◆ Exercise ◆
Once you reach the line containing "Wikipedia/Code/TalkPageFormattingToolbarView.swift" in the entries below, write out that line and each one after it down to the line containing "tonisevener, line 123: I", exactly and with nothing added.

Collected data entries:
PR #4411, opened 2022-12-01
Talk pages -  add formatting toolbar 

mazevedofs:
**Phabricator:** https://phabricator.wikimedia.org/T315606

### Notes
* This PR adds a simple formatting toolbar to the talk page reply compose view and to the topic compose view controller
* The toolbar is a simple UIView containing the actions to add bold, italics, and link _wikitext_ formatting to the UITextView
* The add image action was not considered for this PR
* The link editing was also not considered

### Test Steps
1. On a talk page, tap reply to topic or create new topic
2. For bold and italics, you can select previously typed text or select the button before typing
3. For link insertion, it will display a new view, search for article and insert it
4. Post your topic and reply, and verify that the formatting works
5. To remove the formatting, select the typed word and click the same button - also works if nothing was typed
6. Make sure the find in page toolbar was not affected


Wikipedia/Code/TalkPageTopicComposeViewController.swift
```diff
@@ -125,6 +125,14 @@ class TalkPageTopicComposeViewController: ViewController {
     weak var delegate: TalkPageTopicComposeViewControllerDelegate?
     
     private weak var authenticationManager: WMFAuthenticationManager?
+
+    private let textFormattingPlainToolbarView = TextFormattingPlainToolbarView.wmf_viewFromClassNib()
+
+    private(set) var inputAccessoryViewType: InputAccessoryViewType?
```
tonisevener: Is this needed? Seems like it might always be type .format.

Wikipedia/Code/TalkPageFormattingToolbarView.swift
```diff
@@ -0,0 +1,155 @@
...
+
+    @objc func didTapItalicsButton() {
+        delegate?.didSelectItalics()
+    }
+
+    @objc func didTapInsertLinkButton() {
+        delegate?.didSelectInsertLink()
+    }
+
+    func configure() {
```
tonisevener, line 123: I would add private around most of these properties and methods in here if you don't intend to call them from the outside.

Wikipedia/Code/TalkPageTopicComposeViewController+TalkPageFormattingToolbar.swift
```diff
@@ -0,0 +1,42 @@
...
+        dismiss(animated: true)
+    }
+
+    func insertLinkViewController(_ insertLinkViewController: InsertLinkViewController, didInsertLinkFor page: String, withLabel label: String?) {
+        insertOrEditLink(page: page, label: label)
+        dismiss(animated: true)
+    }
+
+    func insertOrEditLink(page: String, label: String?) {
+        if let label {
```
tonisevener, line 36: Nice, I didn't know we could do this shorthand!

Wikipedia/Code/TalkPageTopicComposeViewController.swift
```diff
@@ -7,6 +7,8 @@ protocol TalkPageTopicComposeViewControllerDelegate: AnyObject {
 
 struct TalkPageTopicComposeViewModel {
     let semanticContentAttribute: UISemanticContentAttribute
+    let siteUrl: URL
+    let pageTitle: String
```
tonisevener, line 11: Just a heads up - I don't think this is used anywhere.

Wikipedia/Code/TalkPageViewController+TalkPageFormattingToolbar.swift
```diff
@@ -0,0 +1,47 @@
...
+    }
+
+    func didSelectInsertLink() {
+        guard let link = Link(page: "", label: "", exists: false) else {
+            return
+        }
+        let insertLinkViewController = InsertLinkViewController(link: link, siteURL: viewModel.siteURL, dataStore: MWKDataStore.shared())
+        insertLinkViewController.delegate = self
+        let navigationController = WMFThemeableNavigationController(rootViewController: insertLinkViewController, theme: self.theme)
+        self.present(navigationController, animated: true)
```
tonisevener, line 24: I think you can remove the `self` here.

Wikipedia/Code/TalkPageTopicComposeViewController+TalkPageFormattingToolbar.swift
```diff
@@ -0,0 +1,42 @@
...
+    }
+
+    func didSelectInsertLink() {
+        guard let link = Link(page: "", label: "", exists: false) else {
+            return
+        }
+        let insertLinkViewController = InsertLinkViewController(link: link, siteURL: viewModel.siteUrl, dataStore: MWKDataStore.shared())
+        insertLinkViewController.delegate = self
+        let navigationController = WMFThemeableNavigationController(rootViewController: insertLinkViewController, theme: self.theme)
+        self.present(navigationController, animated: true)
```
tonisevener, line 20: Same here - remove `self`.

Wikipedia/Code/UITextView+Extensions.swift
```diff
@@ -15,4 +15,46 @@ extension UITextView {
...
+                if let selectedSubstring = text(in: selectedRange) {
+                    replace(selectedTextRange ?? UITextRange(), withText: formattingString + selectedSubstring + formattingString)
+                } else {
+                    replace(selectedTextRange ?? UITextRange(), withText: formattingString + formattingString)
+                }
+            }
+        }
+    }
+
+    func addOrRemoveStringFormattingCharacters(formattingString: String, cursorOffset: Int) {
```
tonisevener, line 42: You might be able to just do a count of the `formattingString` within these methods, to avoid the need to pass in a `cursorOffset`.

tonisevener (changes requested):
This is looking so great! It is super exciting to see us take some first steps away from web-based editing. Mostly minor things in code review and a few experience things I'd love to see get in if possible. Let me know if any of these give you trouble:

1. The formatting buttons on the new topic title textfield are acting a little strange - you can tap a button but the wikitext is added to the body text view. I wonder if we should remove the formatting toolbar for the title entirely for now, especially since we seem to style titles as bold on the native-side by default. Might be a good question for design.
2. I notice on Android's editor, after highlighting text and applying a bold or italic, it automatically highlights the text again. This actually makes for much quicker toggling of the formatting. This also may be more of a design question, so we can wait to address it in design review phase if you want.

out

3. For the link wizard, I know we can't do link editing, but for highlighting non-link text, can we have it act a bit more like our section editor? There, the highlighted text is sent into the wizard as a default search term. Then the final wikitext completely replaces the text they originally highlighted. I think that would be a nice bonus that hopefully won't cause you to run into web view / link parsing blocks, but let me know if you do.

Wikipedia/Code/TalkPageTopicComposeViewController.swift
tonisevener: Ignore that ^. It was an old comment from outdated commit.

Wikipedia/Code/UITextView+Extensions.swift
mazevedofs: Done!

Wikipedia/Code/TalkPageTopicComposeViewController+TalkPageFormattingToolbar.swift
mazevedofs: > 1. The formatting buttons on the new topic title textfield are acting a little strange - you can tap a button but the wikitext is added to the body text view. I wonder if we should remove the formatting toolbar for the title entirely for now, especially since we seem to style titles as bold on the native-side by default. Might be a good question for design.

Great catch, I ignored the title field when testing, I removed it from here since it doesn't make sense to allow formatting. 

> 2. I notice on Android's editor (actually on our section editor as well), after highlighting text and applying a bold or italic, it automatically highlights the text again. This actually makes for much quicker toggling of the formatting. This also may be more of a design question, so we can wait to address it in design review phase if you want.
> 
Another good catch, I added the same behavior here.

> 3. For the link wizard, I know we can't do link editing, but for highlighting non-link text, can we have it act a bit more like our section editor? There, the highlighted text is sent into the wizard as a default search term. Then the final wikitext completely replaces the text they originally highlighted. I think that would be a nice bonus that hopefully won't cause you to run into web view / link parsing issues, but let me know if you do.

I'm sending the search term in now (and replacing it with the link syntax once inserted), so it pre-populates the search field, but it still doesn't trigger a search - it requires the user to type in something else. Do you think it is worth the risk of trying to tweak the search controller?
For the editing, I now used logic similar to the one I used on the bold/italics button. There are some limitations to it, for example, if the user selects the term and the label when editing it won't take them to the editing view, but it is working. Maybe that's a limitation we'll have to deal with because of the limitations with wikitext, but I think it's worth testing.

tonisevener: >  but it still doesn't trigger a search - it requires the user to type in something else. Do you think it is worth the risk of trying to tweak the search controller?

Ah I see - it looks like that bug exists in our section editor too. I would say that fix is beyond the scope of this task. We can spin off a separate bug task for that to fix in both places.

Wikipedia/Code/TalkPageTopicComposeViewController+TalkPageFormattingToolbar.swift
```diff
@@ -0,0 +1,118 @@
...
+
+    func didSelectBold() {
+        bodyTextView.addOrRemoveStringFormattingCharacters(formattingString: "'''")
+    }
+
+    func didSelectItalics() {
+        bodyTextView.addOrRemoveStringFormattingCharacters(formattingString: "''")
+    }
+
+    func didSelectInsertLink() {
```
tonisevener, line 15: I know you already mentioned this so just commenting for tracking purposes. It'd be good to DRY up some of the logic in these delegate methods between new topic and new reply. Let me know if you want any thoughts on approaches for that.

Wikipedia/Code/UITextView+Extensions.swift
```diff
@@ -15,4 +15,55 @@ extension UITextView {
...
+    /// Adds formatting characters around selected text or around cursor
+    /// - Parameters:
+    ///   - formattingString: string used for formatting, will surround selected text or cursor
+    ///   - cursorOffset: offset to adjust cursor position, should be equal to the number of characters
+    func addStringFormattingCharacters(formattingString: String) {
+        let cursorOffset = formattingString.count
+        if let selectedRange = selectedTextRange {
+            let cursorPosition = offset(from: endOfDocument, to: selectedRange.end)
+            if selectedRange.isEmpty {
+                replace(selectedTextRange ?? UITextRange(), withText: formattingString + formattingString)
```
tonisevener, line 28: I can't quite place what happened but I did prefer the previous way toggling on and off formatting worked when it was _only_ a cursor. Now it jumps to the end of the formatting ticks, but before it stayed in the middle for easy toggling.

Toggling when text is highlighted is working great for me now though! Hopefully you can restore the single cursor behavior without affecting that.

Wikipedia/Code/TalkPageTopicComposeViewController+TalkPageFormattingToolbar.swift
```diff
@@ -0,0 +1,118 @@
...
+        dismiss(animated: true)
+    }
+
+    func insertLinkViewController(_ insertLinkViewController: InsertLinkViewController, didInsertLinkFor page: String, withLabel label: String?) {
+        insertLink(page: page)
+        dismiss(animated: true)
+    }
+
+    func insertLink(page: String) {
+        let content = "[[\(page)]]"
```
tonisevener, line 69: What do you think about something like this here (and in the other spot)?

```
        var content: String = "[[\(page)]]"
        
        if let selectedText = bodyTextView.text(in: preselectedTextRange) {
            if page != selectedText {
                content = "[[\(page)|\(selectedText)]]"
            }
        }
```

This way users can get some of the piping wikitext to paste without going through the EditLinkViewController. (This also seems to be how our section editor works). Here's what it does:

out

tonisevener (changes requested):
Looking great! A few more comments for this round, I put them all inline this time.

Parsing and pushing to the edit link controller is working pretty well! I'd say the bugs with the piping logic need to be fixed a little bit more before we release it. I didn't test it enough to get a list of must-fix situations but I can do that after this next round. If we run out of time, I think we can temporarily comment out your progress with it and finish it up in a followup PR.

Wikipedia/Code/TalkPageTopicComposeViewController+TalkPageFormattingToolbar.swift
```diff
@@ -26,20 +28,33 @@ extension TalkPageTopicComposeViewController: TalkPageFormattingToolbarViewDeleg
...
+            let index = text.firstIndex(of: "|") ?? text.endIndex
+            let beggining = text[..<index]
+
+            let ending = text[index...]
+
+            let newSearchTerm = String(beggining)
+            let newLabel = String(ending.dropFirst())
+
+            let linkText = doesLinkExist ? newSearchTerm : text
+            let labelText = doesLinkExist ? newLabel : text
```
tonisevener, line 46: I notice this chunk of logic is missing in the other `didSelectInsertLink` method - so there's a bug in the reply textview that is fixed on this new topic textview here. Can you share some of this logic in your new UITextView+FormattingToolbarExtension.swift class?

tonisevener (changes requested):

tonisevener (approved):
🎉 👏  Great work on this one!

◆ Exercise solution ◆
Wikipedia/Code/TalkPageFormattingToolbarView.swift
```diff
@@ -0,0 +1,155 @@
...
+
+    @objc func didTapItalicsButton() {
+        delegate?.didSelectItalics()
+    }
+
+    @objc func didTapInsertLinkButton() {
+        delegate?.didSelectInsertLink()
+    }
+
+    func configure() {
```
tonisevener, line 123: I would add private around most of these properties and methods in here if you don't intend to call them from the outside.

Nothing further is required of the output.